__DIRECTIONS FOR THIS TASK__
In the data below, find every line that has the string "exports", and copy it.

↓↓↓

PR #1055, opened 2019-01-31
Start using React context to share editor instance

wincent:
Instead of passing the editor through props everywhere, we can get it out of props and into context. This will make dealing with #1037 easier, I hope, because it will be one less prop we have to worry about propagating through our HOCs; but I think it makes sense to do this anyway because the editor is a "global" value ("global" per editor instance, that is), which is exactly the use case that context exists for.

First commit shows using context in a class component at the top of the hierarchy. Second commit shows using context in a functional component in a leaf at the bottom of the hierarchy. I'll then proceed to add more commits until the whole tree is ported. At each step, my test plan is `npm run dev && npm run test && npm run start` and checking the demo.


src/components/buttons/button-accessibility-image-alt.jsx
```diff
@@ -27,10 +30,10 @@ class ButtonAccessibilityImageAlt extends React.Component {
 		editor: PropTypes.object.isRequired,
 	};
 
-	constructor(prop, context) {
-		super(prop, context);
+	constructor(prop) {
+		super(prop);
```
wincent: Constructors don't receive `context` (that was part of the legacy context API), and in any case, I don't think we were ever using it here.

wincent:
I think this is ready for review now @julien.

wincent:
Rebased onto current `2.x-develop`.

wincent:
Tested this pretty thoroughly in demo and seems to work in portal too:

new_web_content_-_liferay

src/adapter/editor-context.js
```diff
@@ -0,0 +1,27 @@
...
+	const componentWithContext = props => (
+		<EditorContext.Consumer>
+			{context => <Component {...props} context={context} />}
+		</EditorContext.Consumer>
+	);
+	componentWithContext.key = Component.key;
+	return componentWithContext;
+};
+
+export default EditorContext;
```
jbalsas: Not sure where we stand on this from our previous conversations on other projects... not to worry here, but should we go with named exports everywhere? Thought that was the consensus 🤷‍♀️

src/components/base/toolbar-buttons.js
```diff
@@ -1,16 +1,19 @@
...
  *
  * @class ToolbarButtons
  */
 export default WrappedComponent =>
-	class extends WrappedComponent {
+	class ToolbarButtons extends WrappedComponent {
+		static contextType = EditorContext;
+
 		/**
-		 * Analayses the current selection and returns the buttons or button groups to be rendered.
```
jbalsas: You can't unseen this 😂

src/components/buttons/button-accessibility-image-alt.jsx
```diff
@@ -14,23 +14,16 @@ import ReactDOM from 'react-dom';
...
-		/**
-		 * The editor instance where the component is being used.
-		 *
-		 * @instance
-		 * @memberof ButtonAccessibilityImageAlt
-		 * @property {Object} editor
-		 */
-		editor: PropTypes.object.isRequired,
-	};
+	static propTypes = {};
```
jbalsas: Just out of curiosity, what's the benefit of an empty `proptypes` definition? Looks like we're not validating `propTypes` in many places... should we file an issue to track down what we want to do about it?

wincent: I don't think there's any real "benefit". I just wanted to make the minimal change, which was removing the property. You probably won't be surprised to know that I would rather see us using static types and just get rid of runtime prop-type checking.

src/adapter/editor-context.js
wincent: Previous discussion was on https://github.com/liferay/clay/pull/1453 — summarizing:

- That PR just uses a default export.
- Some articles were shared arguing in favor of named exports.
- @julien expressed a preference for named exports.
- You noted that, at least in Clay, we pretty strictly follow a one-export-per-module, making default exports simple.
- PR got merged, possibly without enough explicit agreement on what exactly we were agreeing to.

I'm open to sticking to default exports or named exports, and I think the one-export-per-module guideline is a good rule of thumb. Being consistent about it and picking "an" option is probably more valuable than picking the "right" option. It's not too late to change our minds if we think that one was a mistake.

src/components/buttons/button-accessibility-image-alt.jsx
wincent: Followed up in #1084.

PR #1210, opened 2019-04-01
doc: update static build files

wincent:
These got updated as a result of running `yarn start` (funnily, `yarn build` doesn't touch these).


wincent:
Tested the demo still works:

demo

julien:
Just started reviewing :)

PR #1211, opened 2019-04-01
doc: document deployment process

wincent:
And remove now-unused `gh-pages` package.

This shows the steps we took to publish an update to the website just now. This will change soon because we'll have to move off of WeDeploy, but may as well keep the README.md current in the meantime.


julien:
Just started reviewing :)

PR #1214, opened 2019-04-01
fix: Include version in AlloyEditor

julien:
@wincent we didn't really discuss of how we should do this, but I thought I'd send this as a draft.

↑↑↑

__FINAL ANSWER__
jbalsas: Not sure where we stand on this from our previous conversations on other projects... not to worry here, but should we go with named exports everywhere? Thought that was the consensus 🤷‍♀️
- Some articles were shared arguing in favor of named exports.
- @julien expressed a preference for named exports.
- You noted that, at least in Clay, we pretty strictly follow a one-export-per-module, making default exports simple.
I'm open to sticking to default exports or named exports, and I think the one-export-per-module guideline is a good rule of thumb. Being consistent about it and picking "an" option is probably more valuable than picking the "right" option. It's not too late to change our minds if we think that one was a mistake.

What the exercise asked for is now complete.